Step 2: Calculating RFM Values

Now, let's turn these raw numbers into the "R", "F", and "M" values.

For Recency, we need the number of days since the last purchase. We'll compare the last_order_date to a reference date (usually "today" or the date of analysis).

SELECT
    customer_id,
    julian_day('2024-01-01') - julian_day(MAX(order_date)) as recency_days,
    COUNT(order_id) as frequency,
    SUM(total_amount) as monetary
FROM orders_rfm_demo
GROUP BY customer_id;

(Note: In most SQL dialects like PostgreSQL you might use CURRENT_DATE - MAX(order_date), but here we use a fixed date for reproducibility.)

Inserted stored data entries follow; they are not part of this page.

PR #89, opened 2024-04-16
Tempo client config fix

PietroPasotti:
A number of fixes to tempo from the add-nginx branch
- removed legacy 'tempo' server address from the receiver list
- cleaned up server and receiver concerns in Tempo class
- added a list-receivers action to tempo charm
- added tests to validate receiver publish behaviour on v1 and v2 tracing relation events regardless of ordering


lib/charms/tempo_k8s/v2/tracing.py
```diff
@@ -556,6 +564,7 @@ def _get_requested_protocols(relation: Relation):
         try:
             databag = TracingRequirerAppData.load(relation.data[app])
         except (json.JSONDecodeError, pydantic.ValidationError, DataValidationError):
+            logger.exception("What was that error again?")
```
mmkay, line 567: Let's get rid of this leftover. D:

lib/charms/tempo_k8s/v2/tracing.py
```diff
@@ -585,8 +594,10 @@ def publish_receivers(self, receivers: Sequence[RawReceiver]):
             try:
                 TracingProviderAppData(
                     host=self._host,
+                    external_url=self._external_url,
                     receivers=[
-                        Receiver(port=port, protocol=protocol) for protocol, port in receivers
+                        Receiver(port=port, protocol=protocol, path=f"/{protocol}")
```
mmkay, line 599: Without nginx the path part should be empty for now?

src/charm.py
```diff
@@ -83,9 +83,14 @@ def __init__(self, *args):
         # self._profiling = ProfilingEndpointProvider(
         #     self, jobs=[{"static_configs": [{"targets": ["*:4080"]}]}]
         # )
+        # TODO:
+        #  ingress route provisioning a separate TCP ingress for each receiver if GRPC doesn't work directly
 
-        self._tracing = TracingEndpointProvider(self, host=tempo.host)
-        self._ingress = IngressPerAppRequirer(self, port=self.tempo.tempo_port)
+        self._ingress = IngressPerAppRequirer(self, port=8080, strip_prefix=True)
```
mmkay, line 89: Port needs to be tempo http port again. Without nginx we don't publish anything on 8080.

src/charm.py
```diff
@@ -119,44 +127,48 @@ def legacy_v1_relations(self):
...
         if not self._is_legacy_v1_relation(relation):
-            logger.error(f"relation {relation} is not tracing v1 nor v2. Skipping...")
+            logger.error(f"relation {relation} is not tracing v1. Skipping...")
             return
 
         logger.debug(f"updating legacy v1 relation {relation}")
         # in v1, 'receiver' was called 'ingester'.
         receivers = [
-            tracing_v1.Ingester(protocol=p, port=self.tempo.receiver_ports[p])
+            tracing_v1.Ingester(protocol=p, port=self.tempo.receiver_ports[p], path=f"/{p}")
```
mmkay, line 164: Same here with `path` - I believe in the current idea it's supposed to be empty? I still think that it's good to have it in the protocol as it might become handy in future.

src/charm.py
```diff
@@ -296,6 +319,17 @@ def _on_collect_unit_status(self, e: CollectStatusEvent):
...
 
+    @property
+    def hostname(self) -> str:
+        """Unit's hostname."""
+        return socket.getfqdn()
+
+    def _on_list_receivers_action(self, event: ops.ActionEvent):
+        res = {}
+        for receiver in self._requested_receivers():
+            res[receiver.replace("_", "-")] = f"{self._ingress.url or self.tempo.url}/{receiver}"
```
mmkay, line 330: Not sure how the last part (`/{receiver}`) will act assuming empty paths.

src/tempo.py
```diff
@@ -24,57 +24,56 @@ class Tempo:
...
         # todo allow remapping ports?
+        all_ports = {**self.server_ports}
         return [
             (
-                (f"{service_name_prefix}-{protocol}").replace("_", "-"),
-                self.receiver_ports[protocol],
-                self.receiver_ports[protocol],
+                (f"{service_name_prefix}-{service_name}").replace("_", "-"),
+                all_ports[service_name],
+                all_ports[service_name],
```
mmkay, line 74: Might be a stupid question but now that I think about it: why do we have the same int argument twice here in the tuple?

tests/scenario/test_tracing_legacy.py
```diff
@@ -42,15 +43,15 @@ def test_tracing_v1_endpoint_published(context, base_state):
...
-        '{"protocol": "jaeger_grpc", "port": 14250}]',
-        "host": json.dumps(socket.getfqdn()),
-    }
+    ingesters = json.loads(tracing_out.local_app_data["ingesters"])
+    assert len(ingesters) == NO_RECEIVERS_LEGACY
+
+    for ingester in ingesters:
+        protocol = ingester["protocol"]
+        assert ingester["port"] == Tempo.receiver_ports[protocol]
+        assert ingester["path"] == f"/{protocol}"
```
mmkay, line 52: Here as well I think path might become empty.

tests/scenario/test_tracing_legacy.py
```diff
@@ -60,12 +61,12 @@ def test_tracing_v2_endpoint_published(context, evt_name, base_state):
...
     with charm_tracing_disabled():
         with context.manager(getattr(tracing, f"{evt_name}_event"), state) as mgr:
-            assert len(mgr.charm._requested_receivers()) == 0
+            assert len(mgr.charm._requested_receivers()) == 1
             out = mgr.run()
 
     tracing_out = out.get_relations(tracing.endpoint)[0]
     assert tracing_out.local_app_data == {
-        "receivers": "[]",
+        "receivers": '[{"protocol": "otlp_http", "port": 4318, "path": "/otlp_http"}]',
```
mmkay, line 69: ...and here.

mmkay (commented):
Nice trim! My main concern here is the `path` argument. IMO it might be good to keep it in the protocol definition but I think we shouldn't fill it with protocols and keep it empty as we decided not to add nginx right now.

lib/charms/tempo_k8s/v2/tracing.py
PietroPasotti: hahaha yeah

src/tempo.py
PietroPasotti: IIRC the kubernetesservicepatch thingy (which this is for) takes two ports to allow remapping them.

Step 3: Determining RFM Scores with NTILE

This is where the magic happens. We can't just look at raw dollars because spending ranges vary wildly between businesses. Instead, we rank customers relative to each other using the logic: "Top 20% get a score of 5, bottom 20% get a score of 1".

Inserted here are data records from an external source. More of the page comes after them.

PR #56, opened 2015-10-02
As a content author I want to create a poll which allows multiple votes from 1 IP address (e.g. corporate networks typically have 1 public IP but many actual users).

fiasco:
This module changes IP address restriction to cookie based solution so that users behind a firewall will be able to vote.


paulkilla:
+1 this works fine

fiasco:
Thanks @paulkilla - I think if @srowlands can give his blessing as well, then we should move forward with this. Should it be standard? As in, should we essentially take poll out as an option (whitelisting)?

paulkilla:
I think for now we should just leave it in. Let the users decide which one they want to use, as by default neither will be enabled.

stooit:
This module does not help users already using core Polling functionality. It creates a separate entity type which requires it's own field configuration, display settings, view modes, etc.

If we are looking to add a new module to resolve existing issues this choice will create more work for existing users.

aleayr:
@srowlands Do you mean that this module doesn't seamlessly integrate and upgrade the functionality of the core Polling module (and thus they don't get the benefits without physically switching modules)? If so, then can you suggest an alternate option?

We have govCMS sites that need a solution to this limitation "yesterday", so your rapid advice is appreciated.

stooit:
That's right @aleayr -- this module does not enhance or interact with the core Poll module. If we are looking at introducing a module that 'fixes' an outstanding issue then this will not be the silver bullet. #57 **should** bolt-on to core Poll, but it has a different set of issues to overcome.

I'm not saying this isn't the right approach, simply highlighting the fact that this will not immediately resolve any issues without further effort.

The issue in itself is interesting. There are essentially two ways to allow anonymous interaction:
- IP based restrictions (current default)
- cookie based restrictions (easy to game, simply clear your local browser cookies and vote again)

One way or another there will be an issue to be found with anonymising Polls - you could argue it is 'broken' using either approach. Possibly the "best" solution would involve OAuth with a popular service provider (Twitter/FB/Google), but that would likely mean either looking to a third party solution or developing our own.

aleayr:
I think in the vast majority of cases, polls won't be looking to address scientific consensus. We're just after a solution which will allow people to quickly (and if they want to, anonymously) answer basic polling questions. If people want to game the system, we have to ask the question, do we care?

If so, what would be do about it? Probably close that poll and ignore the results. If not, then, lets just do this.

We can publish some info as to some of these perceived limitations of a cookie-based polling system so site builders/editors are aware, but I don't think we need to go overboard in stopping people voting.

fiasco:
As Pollim doesn't fit onto the existing poll module, I think we have to close it out here. Perhaps there is reason to add it later down the track, but its not a good fit now since we already rely on the Poll module in core. I'm going to close this issue out.

fiasco:
I've opened a new pull request (#59) for adding the predecessor of pollim, pollanon.

PR #57, opened 2015-10-02
As a content author I want to create a poll which allows multiple votes from 1 IP (#2 option)

fiasco:
The module has several advantages over core poll:
- Removes the 1 vote per IP restriction (still records the IP address so malicious votes can be purged)
- Voting is done via AJAX
- Poll voting is recorded locally in the browser with local storage (so you see the results if you already have voted)
- Poll results are returned via AJAX, and can be cached in varnish (with potentially a different TTL to the page)
- Leverages core poll's content creation ability
- Allows more than 1 option to be chosen, up to a configurable maximum, if more than one option is allowed, then checkboxes are presented rather than radio buttons


paulkilla:
So, the module lists "js" as a dependency:
From .info file
﻿﻿dependencies[] = js

This isn't in the govCMS distribution.

Edit: Looks like the [js project](https://www.drupal.org/project/js) itself has bigger issues e.g. compatability with admin menu, so might be better going with #56

seanhamlin:
@paulkilla the JS module dependency can be removed by rewriting the callback in hook_menu() - this should be trivial to implement. govCMS also does not use admin_menu and in any case there is an issue to fix the integration https://www.drupal.org/node/1981308

fiasco:
This module requires a lot of work. We need to release it, or actually bring it into govCMS itself (which is probably a better idea than the current pull request). Then we'll need to swap out ajax issues to reduce dependencies. This module also adds additional complexities that perhaps are not needed at the moment. I've opened #59 to at the pollanon module from Drupal contrib which appears to be a better fit though there are some maintainer concerned to be aware of.

fiasco:
Given the work to get this into shape and the fact that our requirements can be meet with an existing module (#59) - I'm going to close this one off.

PR #58, opened 2015-10-06
Add transliteration module

mstrelan:
Is there any reason not to use transliteration in govCMS?


fiasco:
No I don't believe there isn't. Should there be any enforced configuration or are we happy with the defaults?

mstrelan:
The defaults are good. The other option worth considering is enabling transliteration on url aliases generated by pathauto (variable name is pathauto_transliterate). As mentioned on the project page this is a matter of personal taste.

> Whether you use transliteration for URLs (when using Pathauto 2.x), however, is a matter of personal taste. For example, the russian Wikipedia does not transliterate, but uses full Unicode in URLs. On the other hand, as a user noted, links containing Unicode look quite ugly in e-mails sent from your site.

fiasco:
Can we set pathauto_transliterate to TRUE in the govcms install profile?

aleayr:
I don't think it's going to cause us issues to do this. Might run it past a couple of people on this end and update shortly.

fiasco:
This won't break existing sites since it doesn't retrospectively turn on. So I'll commit this. Thanks!

PR #59, opened 2015-10-06
As a content author I want to create a poll which allows multiple votes from 1 IP address

fiasco:
Added poll anon module to augment the core poll module.This module enables anonymous users to vote on polls without page cache troubles or IP address restrictions. It is designed to work on top of core Poll module. See https://www.drupal.org/project/pollanon for more information.

One issue with this module however is that it is essentially no longer maintained. While it does augment the core poll module which is what we're after, the maintainer believes the pollim module is the future and successor which we've already rejected in #56.


stooit:
This sounds like it addresses the immediate issue. I have done some (very) quick testing against a clone of a govCMS site already using the core Poll module and it appears as though it does not record anonymous votes after the first attempt. There appear to be similar experiences posted in the Drupal.org [issue queue](https://www.drupal.org/project/issues/pollanon?categories=All).

I'll try to find time to do some more thorough testing today.

aleayr:
Doesn't record anonymous votes after the first one, as in:
1. Multiple anonymous users can vote, but it restricts each of them to a single vote; or
2. After the first anonymous user votes, no more anonymous users can vote?

Cheers.

stooit:
Maybe both, after the initial testing from a single IP it recorded the first vote. After a cookie clear it did not record subsequent votes (although the UI to place a vote was correctly displayed rather than results).

As I said, was a very quick test. Will report back when I find time to test more thoroughly. In the meantime feel free to test against a vanilla govCMS install, would be useful to test a clean install vs. existing as I'm doing.

paulkilla:
This works. I've tested it locally. Deleting all cookies closing tab and re-opening allows to re-vote and the vote is recorded.
Edit: I wouldn't use AJAH.. AJAX method for recording votes though, even though it says a better user experience. It wasn't.

aleayr:
Yes, will do. Thanks.

stooit:
@paulkilla the issue I'm bumping into may be cache related -- can you confirm you are testing as an anonymous user with caching correctly configured?

paulkilla:
This is just locally, no caching. I'll leave it with you guys to test it with caching

fiasco:
Seems like this is our most viable option. So couple of things to check off:
- Module is no longer maintained. Perhaps we should consider taking some maintainership of it?
- This seems like specific functionality that should come with tests to ensure we don't regress this in the future?

aleayr:
Since the module is disabled by default, the tests needed to be written to enable this and test its functionality. As such, I think we'll progress sans tests at this immediate point, but we'll be looking further into robust tests in an upcoming distro sprint.

I'm also recommending to not take maintainership on at this point. If security updates are required, we can patch ourselves, but our focus as a small team should be on govCMS, and not a myriad of distractions.

@paulkilla Happy with the above? Are we good to progress to putting pollanon into testing?

paulkilla:
I'm happy with that. 

On 14 Oct 2015 10:37 am, Adam Leayr notifications@github.com wrote:

Since the module is disabled by default, the tests needed to be written to enable this and test its functionality. As such, I think we'll progress sans tests at this immediate point, but we'll be looking further into robust tests in an upcoming distro sprint.

I'm also recommending to not take maintainership on at this point. If security updates are required, we can patch ourselves, but our focus as a small team should be on govCMS, and not a myriad of distractions.

@paulkilla Happy with the above? Are we good to progress to putting pollanon into testing?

The SQL window function NTILE(5) is perfect for this.

Recency Score: Lower days is better (5 points), higher days is worse (1 point). Wait, NTILE assigns 1 to the lowest values. So for Recency (where low is good), a low rectency_days gets NTILE 1. We want the opposite. We can order by recency_days DESC for the NTILE function so the largest days (worst) get 1 and smallest (best) get 5. Or simply order DESC.
Frequency Score: Higher is better. Order by frequency ASC.
Monetary Score: Higher is better. Order by monetary ASC.

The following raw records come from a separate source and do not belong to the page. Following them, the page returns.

Issue #60, opened 2015-10-06
Drupal robots.txt and search engine indexing issue - request module to be added


Wongad:
The default robots.txt file in does not block or restrict search engine from Google or Bing from displaying your admin or user login pages.
e.g. Search on govCMS in [Google](https://www.google.com.au/?gws_rd=ssl#q=govcms+password) does not hide the /user, /user/password... etc from the [govCMS robots.txt](https://www.govcms.gov.au/robots.txt)

This is affecting our site at [PPSR](https://www.ppsr.gov.au) as we have user access to our [register application](https://transact.ppsr.gov.au/ppsr/Home?si=1) and search engine keeps coming up the admin/user page of Drupal, creating confusion.
This is an ongoing issue on Drupal api. https://api.drupal.org/api/drupal/robots.txt/7

As recommended by one of Acquia support, using the [robotstxt](https://www.drupal.org/project/robotstxt) module should be able to give us more control on the robots.txt: https://www.drupal.org/project/robotstxt

fiasco:
Being able to manage robots.txt per site seems like a good idea. We'll need to actively remove Drupal core's robot.txt during the govCMS build process which is doable also.
1. Add robotstxt to drupal-org.make file
2. Add as dependency to govcms install profile
3. Remove robots.txt from build in phing build file after drush make has completed running
4. Add test to assert robots.txt is not on the filesystem
5. Add test to asset that robots.txt is still accessible over HTTP.

stooit:
Happy to take care of this one, will submit a PR soon.

PR #67, opened 2015-10-09
Replace robots.txt with robotstxt module.

stooit:
Addresses #60.
1. Add robotstxt to drupal-org.make file
2. Add as dependency to govcms install profile
3. Remove robots.txt from docroot in phing build file after drush make has completed running
4. Add behat test to assert that robots.txt is still accessible over HTTP
5. Add behat test to assert that robots.txt is returned from robotstxt module and NOT robots.txt file on disk (checks for sitemap.xml only returned via robotstxt module)
6. Add update hook for existing govCMS sites to enable robotstxt module


fiasco:
thanks @srowlands!

Issue #45, opened 2015-09-01
installer UI alignment not pretty


kattekrab:
Just having a play with govCMS on simplytest me again, and this time remembered to log an issue.

I think the installer could do with a little theme love - the alignment is out of whack and doesn't give a good first impression.

Screenshot below.

![govcms-install-alignment](https://cloud.githubusercontent.com/assets/172755/9599158/d020c1d2-50d4-11e5-895e-694cf03232e5.png)

teamglenny:
Closing as has been made pretty(er) in #68 Will ultimatly be a work in progress

PR #68, opened 2015-10-09
Clean up display of installation forms.

stooit:
A minimal effort attempt as resolving #45.

Makes container wider and centers content within.

install-1
install-2
install-3
install-4


fiasco:
Definitely an improvement. Happy to commit as something we can iterate on and improve further as needed.

kattekrab:
Nice! That's much better. Thanks :)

Let's see it in action in our playground.

Interactive RFM Playground

Try modifying the queries below to see how different customers are scored.

Interactive SQL

Step 4: Creating Human-Readable Segments

Having a score like "555" or "121" is useful for machines, but humans prefer labels. We can use a CASE statement to translate these scores into named segments.

Common segment definitions:

Champions: R=4-5, F=4-5, M=4-5
Loyal Customers: F=3-5, R=3-5 (regardless of M)
Potential Loyalists: Recent customers with average frequency
Needing Attention: High R, Low F/M (About to churn)

SELECT
    customer_id,
    r_score, f_score, m_score,
    CASE
        WHEN r_score >= 4 AND f_score >= 4 AND m_score >= 4 THEN 'Champions'
        WHEN r_score >= 3 AND f_score >= 3 THEN 'Loyal Customers'
        WHEN r_score >= 4 AND f_score = 1 THEN 'New Customers'
        WHEN r_score <= 2 AND f_score >= 3 THEN 'At Risk'
        ELSE 'Standard'
    END as customer_segment
FROM scored_data;

Best Practices for RFM in SQL

Filter Anomalies: Exclude returns (negative values) or test transactions before calculating.
Timeframe Matters: RFM is usually calculated over a sliding window (e.g., last 12 months). Older data might skew Recency.
Binning Distributions: NTILE forces equal-sized groups. If your data is skewed (e.g., 90% of customers bought once), NTILE might arbitrarily split them. In such cases, using custom CASE ranges for scores (e.g., "Frequency 1 = 1 point", "Freq 2-5 = 3 points") might be more accurate than strict percentiles.

Conclusion

RFM analysis is a low-hanging fruit in data science that delivers immediate value. By implementing it directly in SQL, you can create dynamic dashboard reports that update automatically as new orders come in. No need to export CSVs or run Python scripts—your database can handle the heavy lifting!

In this guide, we'll walk through how to calculate Recency, Frequency, and Monetary scores and segment your customer base into actionable groups like "Champions", "At Risk", and "New Customers".

What is RFM Analysis?

RFM stands for three key metrics that describe customer behavior:

Recency (R): How recently did the customer make a purchase?
Frequency (F): How often do they purchase?
Monetary (M): How much do they spend?

Step 1: Preparing the Data

To perform RFM analysis, you typically need a transaction table. Let's assume we have an orders_rfm_demo table with customer_id, order_date, and total_amount.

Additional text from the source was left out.